Infrastructure Master
The domain partition of AD contains data about objects that exist within the domain only. It might also contain references to objects from other domains. This occurs, for instance, when you grant permissions for users that exist in other domains to resources in your domain. Universal groups can be used for this purpose (groups are discussed in detail in Chapter 4, "User and Group Administration").
If a change is made to a referenced object, these changes need to be replicated to all domains. It is the job of the Infrastructure Master to receive these changes and to replicate them to all DCs in its domain.

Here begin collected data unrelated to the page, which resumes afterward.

PR #1492, opened 2023-08-25
fix(passage): update font-size + refactoring PD-3133

andreeimiron:
https://illuminate.atlassian.net/browse/PD-3133

### DIFF
--- a/packages/passage/src/stimulus-tabs.jsx
+++ b/packages/passage/src/stimulus-tabs.jsx
@@ -3,7 +3,6 @@ import PropTypes from 'prop-types';
 import Tabs from '@material-ui/core/Tabs';
 import Tab from '@material-ui/core/Tab';
 import { withStyles } from '@material-ui/core/styles';
-import Typography from '@material-ui/core/Typography';
 import { color, Purpose } from '@pie-lib/render-ui';
 import classNames from 'classnames';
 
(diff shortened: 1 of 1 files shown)


arimieandreea (approved):

packages/passage/src/stimulus-tabs.jsx
```diff
@@ -15,11 +14,10 @@ const styles = (theme) => ({
   },
   tab: {
     backgroundColor: color.background(),
-    fontSize: '0.8125em',
+    fontSize: theme.typography.fontSize,
```
arimieandreea, line 17: please test what happens if font-size on html is 10px, and on body is14px. I have the impression that it will not change accordingly to this both. Test both for tabs an text

packages/passage/src/stimulus-tabs.jsx
```diff
@@ -33,37 +31,16 @@ const styles = (theme) => ({
   buttonContainer: {
     background: color.background(),
   },
+  tabContainer: {
+    backgroundColor: color.background(),
+    color: color.text(),
+    padding: theme.spacing.unit * 2,
```
arimieandreea, line 37: have you had in mind that padding was different based on props.multiple?

arimieandreea (changes requested):

packages/passage/src/stimulus-tabs.jsx
andreeimiron: I changed the padding in order to align with the last UI changes on authoring side

arimieandreea (approved):

PR #1501, opened 2023-09-05
Feat/pd 599

arimieandreea:


packages/hotspot/configure/src/hotspot-polygon.jsx
```diff
@@ -1,24 +1,37 @@
 import React from 'react';
 import PropTypes from 'prop-types';
-import { Group, Line } from 'react-konva';
+import { Group, Line, Circle } from 'react-konva';
 import { withStyles } from '@material-ui/core/styles/index';
 
 class PolComponent extends React.Component {
-  static getDerivedStateFromProps(nextProps) {
-    const { points } = nextProps;
+  constructor(props) {
```
andreeapescar, line 7: Do you actually need this constructor?

packages/hotspot/configure/src/hotspot-polygon.jsx
```diff
@@ -50,57 +66,100 @@ class PolComponent extends React.Component {
...
+    }
   };
 
   render() {
     const { classes, correct, hotspotColor, outlineColor, strokeWidth = 5 } = this.props;
-    const { points, x, y } = this.state;
+    const { points, x, y, hovered } = this.state;
+
+    const calculatedStrokeWidth = correct ? strokeWidth : hovered ? 1 : 0;
+    const calculatedStroke = correct ? outlineColor : hovered ? '#00BFFF' : '';
```
andreeapescar, line 123: Can you please store this color code somewhere? If we don't have it in theme, maybe at least declare a const for it?

packages/hotspot/configure/src/hotspot-rectangle.jsx
```diff
@@ -30,13 +43,36 @@ class RectComponent extends React.Component {
     });
   };
 
+  onResizeEnd = () => {
+    const { onDragEnd, id } = this.props;
+    // transformer is changing scale of the node
```
andreeapescar, line 48: love the fact that you added comments 🙏

PR #1542, opened 2023-10-19
fix(match): Introduced  function to ensure row IDs are sequential and unique. PD-3234

CarlaCostea:
https://illuminate.atlassian.net/browse/PD-3234

Add row ID validation to Configure component

- Introduced `validateRowsID` function to ensure row IDs are sequential and unique.
- Implemented ID validation logic in `componentDidMount` to correct any inconsistencies in the row IDs upon component mount.

Refactor rowIdCounter initialization to ensure highest id value

- Calculate maxId from all rows instead of relying on the last row's id.
- Add checks to handle potential cases where props.model.rows is undefined or empty.
- Set rowIdCounter to maxId + 1, ensuring a unique and sequential id.

This addition ensures that row IDs in the Configure component are always consistent and avoids potential issues with duplicate or missing IDs.

### DIFF
--- a/packages/match/configure/src/configure.jsx
+++ b/packages/match/configure/src/configure.jsx
@@ -54,6 +54,31 @@ class Configure extends React.Component {
     };
   }
 
+  componentDidMount() {
+    const { updatedRows, wasChanged } = this.validateRowsID(this.props.model.rows);
+    
+    if (wasChanged) {
+      const newModel = { ...this.props.model, rows: updatedRows };
+      this.props.onModelChanged(newModel);
+    }
+  }
+
+  validateRowsID(rows) {
+    let wasChanged = false;
+
+    const updatedRows = (rows || []).map((row, index) => {
+      if (row.id !== index + 1) {
+        wasChanged = true;
+
+        return { ...row, id: index + 1 };
+      }
+
+      return row;
+    });
+
+    return { updatedRows, wasChanged };
+  }
+
   onTabChange = (event, value) => {
     this.setState({ activeTab: value });
   };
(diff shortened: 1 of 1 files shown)


packages/match/configure/src/configure.jsx
```diff
@@ -54,6 +54,31 @@ class Configure extends React.Component {
...
+
+        return { ...row, id: index + 1 };
+      }
+
+      return row;
+    });
+
+    return { updatedRows, wasChanged };
+  }
+
```
PatriciaRomaniuc, line 81: Does this assure that if there are many changes made to the questions (some questions are deleted, added, deleted again) the model will have correct id's and will evaluate correctly? I am asking because it's a bit difficult to verify this from just the code.

CarlaCostea: @PatriciaRomaniuc No, this code mainly serves as a validation to confirm that each row's id in the model given by the user is distinct. I was under the impression that the model was directly supplied by the user. I haven't been able to replicate the error when creating an item. if there are many changes made to the questions (some questions are deleted, added, deleted again) the model will have correct id's and will evaluate correctly. Have I overlooked something?

CarlaCostea: @PatriciaRomaniuc as we discussed I added the following changes:

Refactor `rowIdCounter` initialization to ensure highest id value

- Calculate maxId from all rows instead of relying on the last row's id.
- Add checks to handle potential cases where `props.model.rows` is undefined or empty.
- Set `rowIdCounter` to maxId + 1, ensuring a unique and sequential id.

PatriciaRomaniuc (approved):

andreeimiron (approved):

PR #1599, opened 2023-12-15
fix(charting): fix state sync issues in Define Correct Response Chart when Define Chart data is modified or removed PD-3164

CarlaCostea:
https://illuminate.atlassian.net/browse/PD-3164

### DIFF
--- a/packages/charting/configure/src/correct-response.jsx
+++ b/packages/charting/configure/src/correct-response.jsx
@@ -99,9 +99,9 @@ const removeCategory = (correctAnswer, data, positionToRemove) => {
 };
 
 export const getUpdatedCategories = (nextProps, prevProps, prevState) => {
-  const nextData = nextProps.model.data || [];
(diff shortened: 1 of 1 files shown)


packages/charting/configure/src/correct-response.jsx
```diff
@@ -97,6 +98,57 @@ const removeCategory = (correctAnswer, data, positionToRemove) => {
   return addCategoryProps(correctAnswerData, data);
 };
 
+export const getUpdatedCategories = (nextProps, prevProps, prevState) => {
+  const nextData = nextProps.model.data || [];
```
andreeapescar, line 102: Everything looks good, but I will insist with sanity check.
Everything that has \. something, has to be checked.
You either make sure nextProps is not null/undefined (if makes sense in your code), like : nextProps = {...nextProps}
Or you check it const nextData = (nextProps && nextProps.model && nextProps.model.data) || [];

PR #1633, opened 2024-01-10
fix(number-line): Fix issue with domain and ticks as per SC-28651

akshayhiwale:
Fixed number line issue as per SC-28651/SC-28674
1. Fix when domain min and max are same screen gets blank
2. Added min and max for number text field.
3. Ticks model not getting set after saving item.
4. Changed default tickintervaltype to decimal to accommodate legacy NL items.
5. AvailableTypes not getting loaded correctly after saving Item

### DIFF
--- a/packages/number-line/configure/src/domain.jsx
+++ b/packages/number-line/configure/src/domain.jsx
@@ -23,7 +23,13 @@ export class Domain extends React.Component {
 
   change(key, event, value) {
     const { onChange } = this.props;
-    const update = { ...this.props.domain, [key]: value };
+    let update;
+    //Added condition when min and max is same, then it should not update the value
+    if ((key === 'min' && value === this.props.domain.max) || (key === 'max' && value === this.props.domain.min)) {
+      update = { ...this.props.domain };
+    } else {
+      update = { ...this.props.domain, [key]: value };
+    }
     onChange(sort(update));
   }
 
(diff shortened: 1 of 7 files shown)


packages/number-line/configure/src/domain.jsx
```diff
@@ -23,7 +23,13 @@ export class Domain extends React.Component {
 
   change(key, event, value) {
     const { onChange } = this.props;
-    const update = { ...this.props.domain, [key]: value };
+    let update;
+    //Added condition when min and max is same, then it should not update the value
```
andreeimiron, line 27: in this case isn't it better to just return and not call onChange?

```suggestion

if ((key === 'min' && value === this.props.domain.max) || (key === 'max' && value === this.props.domain.min)) {
return;
}

const update = { ...this.props.domain, [key]: value };
onChange(sort(update));
```

andreeimiron (changes requested):

packages/number-line/configure/src/domain.jsx
akshayhiwale: If we just return, then the new value in the input field remain as it is. It does not get revert back to old value. Thats why calling onChange().

packages/number-line/configure/src/main.jsx
```diff
@@ -539,9 +567,9 @@ export class Main extends React.Component {
           {model.widthEnabled && (
             <Size
               size={graph}
-              min={numberLineDimensions.min}
-              max={numberLineDimensions.max}
-              step={numberLineDimensions.step}
+              min={numberLineDimensions ? numberLineDimensions.min : 400}
```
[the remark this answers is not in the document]
akshayhiwale: Fixed

andreeapescar (commented):
Awesome PR!

PR #1689, opened 2024-02-08
fix(categorize): no need to remove tags for preview prompt - PD-3440

arimieandreea:


arimieandreea:
https://illuminate.atlassian.net/browse/PD-3440

PR #1690, opened 2024-02-08
feat(number-line): Update Tick Interval logic for number line labels | SC-28865

akshayhiwale:
feat(number-line): Update Tick Interval logic for number line labels | SC-28865


andreeimiron (approved):

andreeapescar:
You have major changes of logic in this PR and this is really hard to follow...

I would highly appreciate if you could make explanatory video recordings, describing what you've changed (comparison with previous version) and how this is expected to work, it would be a lot easier to understand the code in the PR. Thank you. 

One side note, I see you have many "if - else if - else if - else" statements, maybe you can use "switch" instead?

PR #2067, opened 2024-11-01
feature: add another member to mask and cities

sebras:
I know that pull request #1966 also adjusted the transparency mask in order to properly highlight the relevant city. I can't figure out how one knows what coordinates to add for the mask. Maybe someone can help out with that? :)


tonnyandersson:
Hi, @sebras!

The origo-cities layer only contains official members of Origosamverkan, and according to the latest intel, Malmö is not an official member yet.

However, you are still more than welcome to flaunt your stadskarta in the Live examples section of the README if you want to. In that case, just drop the changes in the origo-cities file and we'll review this PR again.

PR #2068, opened 2024-11-01
feature: localize draw

### LINKED ISSUE #2065: Drawing disappears when show length/area or sections
When choosing to show length/area or sections in a drawing the drawing disappears from the map.
image
image

Grammostola:
Aims to fix #2065 (the long way around)

Some testing would be good, around measure and draw. I've done some testing and I have gotten most of the strings and numbers but do tell if there's something missing (or a crash, I've changed a number of function signatures but who likes `formatArea(undefined, 0, undefined, undefined, cat)`?)

 The editor appears to have parallel files and I haven't tested it.


johnnyblasta:
There is a little bit faulty on the translation.
On the types of points.
Check mark refers to a [example check icons](https://www.flaticon.com/free-icons/check-mark)
Cross mark (also known as 'X mark') refers to a [example cross icons](https://www.flaticon.com/free-icons/cross-mark)
Plus mark refers to a [example plus icons](https://www.flaticon.com/free-icons/plus-mark)
Also notice the blank space separation.

Grammostola:
Thanks for the feedback. I did experience difficulties with the English terms for "kors" and "kryss"-symbols. (Obviously "Ask an LLM" wasn't immediately the right move. Humans are still better at some things :P )

So 
```json
           "pointTypeCross": "Kors",
            "pointTypeCheckmark": "Kryss",
```

can become

```json
           "pointTypePlus": "Kors",
            "pointTypeX": "Kryss",
```

In English

```json
           "pointTypePlus": "Plus",
            "pointTypeX": "Cross",

```
What was that about a blank space separation?

johnnyblasta:
> 
> What was that about a blank space separation?

You had "Checkmark", but the correct would have been "Check mark".
If you don't use "mark" or "sign" as in your suggestion above there is no need for "särskrivning"

Grammostola:
Should be ok now.

johnnyblasta:
> Should be ok now.

Nah, seems to still be confusing between cross and plus.

Grammostola:
Please specify what you would like to see then, I did provide suggestions earlier : )

src/loc/en_US.json
```diff
@@ -80,7 +116,35 @@
...
+            "rotation": "Rotation",
+            "degreesRotation": "Degrees",
+            "marginForText": "Margin",
+            "frame": "Frame",
+            "margin": "Margin",
+            "point": "Point",
+            "pointTypePoint": "Point",
+            "pointTypeCircle": "Circle",
+            "pointTypeX": "X",
+            "pointTypePlus": "Cross",
```
johnnyblasta, line 143: "pointTypePlus": "Cross" should be "pointTypePlus": "Plus"

johnnyblasta (commented):
Here is what I meant was wrong.

src/loc/en_US.json
johnnyblasta: "Kors" works in swedish and "Plus" would also be appropriate in swedish, so I don't know which is best.

Issue #2062, opened 2024-10-24
Link Control:  Ability to be placed directly on the screen


dahlalex:
**Is your feature request related to a problem? Please describe.**
The current "Link" control can only be placed within the mapmenu. This could become a constraint when developers want to place link buttons directly on the screen without requiring a full mapmenu setup. 

**Describe the solution you'd like**
I propose enhancing the "Link" control to include an option that allows it to be placed directly on the screen, in addition to its existing functionality within the mapmenu. This would provide developers with the flexibility to:

- Use the control as it currently functions inside the mapmenu, or/and
- Add the control directly to the screen as a standalone link button, depending on the specific needs of the project.

This approach retains the original functionality of the "Link" control while adding the ability to use it in more flexible layouts.

*Here is a video that shows the potential enhancement:

![Animation](https://github.com/user-attachments/assets/aa40c28b-b700-4dd4-9ea4-d9bc435e1c9a)

PR #2069, opened 2024-11-06
feature: link control on screen

dahlalex:
Aims to fix [#2062](https://github.com/origo-map/origo/issues/2062)
Linked with [#328](https://github.com/origo-map/origo-documentation/pull/328)

### DIFF
--- a/src/controls/measure.js
+++ b/src/controls/measure.js
@@ -750,7 +750,7 @@ const Measure = function Measure({
         });
 
         measureButton = Button({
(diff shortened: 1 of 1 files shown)


johnnyblasta (commented):
Tested and works fine.
However why are there changes in measure.js in the PR?

johnnyblasta:
Seems like this misalignment is present on more buttons. 
Saw it on the draw button also.
Perhaps a separate issue is a good idea and try catch all the buttons that misalign.

PR #2075, opened 2024-11-08
feature: Add infowindow component to origo.api()

### LINKED ISSUE #2074: Infowindow in Origo API
It is useful to be able to launch an infowindow ( not THE infowindow but the component ) from outside of Origo core.

jokd:
Fixes #2074


johnnyblasta:
You have a conflict to resolve @jokd

jokd:
Yeah and to spice up things even more we have the infowindow setting in the config where infowindow is one option. Based on your comment a small rework of the component is maybe a good idea.

Infowindow has as far as I know other features than the modal, but things might have changed since I last used it. 
- It has no backdrop and can be present while using the map. 
- You can have it floating or aligned to the left. 
- There are methods for altering the content.

Maybe it should have been put in the ui folder along with the modal but then perhaps the logger should as well.

steff-o:
> Yeah and to spice up things even more we have the infowindow setting in the config where infowindow is one option. Based on your comment a small rework of the component is maybe a good idea.
> 
Are you going to do any rework?
> 
> Maybe it should have been put in the ui folder along with the modal but then perhaps the logger should as well.

The logger is already out there, so i can't be moved, and it is not really an ui class as it is a singelton instance. 

I strongly suggest renaming this infoWindow to something like _floatingPanel_ or something that sounds like a ui class and moving it to the ui folder.

jokd:
> > Yeah and to spice up things even more we have the infowindow setting in the config where infowindow is one option. Based on your comment a small rework of the component is maybe a good idea.
> 
> Are you going to do any rework?
> 
> > Maybe it should have been put in the ui folder along with the modal but then perhaps the logger should as well.
> 
> The logger is already out there, so i can't be moved, and it is not really an ui class as it is a singelton instance.
> 
> I strongly suggest renaming this infoWindow to something like _floatingPanel_ or something that sounds like a ui class and moving it to the ui folder.

Renamed and moved it. Can be used like this:

```
const viewer = origo.api();
const contentComponent = Origo.ui.Element({
  innerHTML: 'Content',
  cls: 'margin-left padding-small text-small',
});
viewer.addComponent(
  Origo.ui.FloatingPanel({ 
    viewer, 
    contentComponent, 
    type: 'floating', 
    title: 'Profile',
    isActive: true
  })
);
```

steff-o (commented):
It seems like it's been there "forever", but calling close actually hides it. So if a Control does not reuse its floatingPanels, the DOM will be littered with invisible floatingpanels unless caller implicitly tracks down the div and removes it. Before exposing it, would it be idea to rename the close to hide and add a new close that removes it from the DOM just like the modal ?

jokd:
> It seems like it's been there "forever", but calling close actually hides it. So if a Control does not reuse its floatingPanels, the DOM will be littered with invisible floatingpanels unless caller implicitly tracks down the div and removes it. Before exposing it, would it be idea to rename the close to hide and add a new close that removes it from the DOM just like the modal ?

I was thinking of that as well. But the default (and expected way) way of "closing" is hiding, that's the way it's been used. But I renamed close to hide and added a remove method that removes the element from the DOM, certainly useful when using it with the API. The default behaviour for the close button is hide but can be overridden by setting removeOnClose option to true.

```
const panel = Origo.ui.FloatingPanel({ 
    viewer: origo.api(), 
    type: 'floating', 
    title: 'Profile',
    isActive: true,
    removeOnClose:true
});
panel.render();
panel.hide();
panel.show();
panel.remove();
```

steff-o (approved):
LGTM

Let's use an example to clarify this process. A user object named Lisa Arase exists in the Asia domain, and it is referenced in the Europe domain. The Lisa Arase object is then moved from the Asia domain to the Americas domain. This means the SID for the user changes. (Don't forget, the SID is made up of two components: the domain SID, which in this case will change, and the RID.) This change must be made in both the Asia domain and the Americas domain, and the reference in Europe must also be updated. The Infrastructure Master will make this change in Europe.
NOTE
The Infrastructure Master records references to objects that it does not contain in its directory partition. In our example, this means that although it contains a reference to the user object Lisa Arase, it does not contain any other object data. It is this distinction that allows the Infrastructure Master to work. If the Infrastructure Master is also a Global Catalog server (which contains a reference to all objects created in a forest), the Infrastructure Master will know about all objects in the forest, and the comparison will not work. This breaks the Infrastructure Master's operation. Therefore, the Infrastructure Master cannot also be a Global Catalog server.
Because there will be no references to external objects in a single domain, there is no need to worry about the Infrastructure Master in a single-domain environment.
There is a single Infrastructure Master per domain.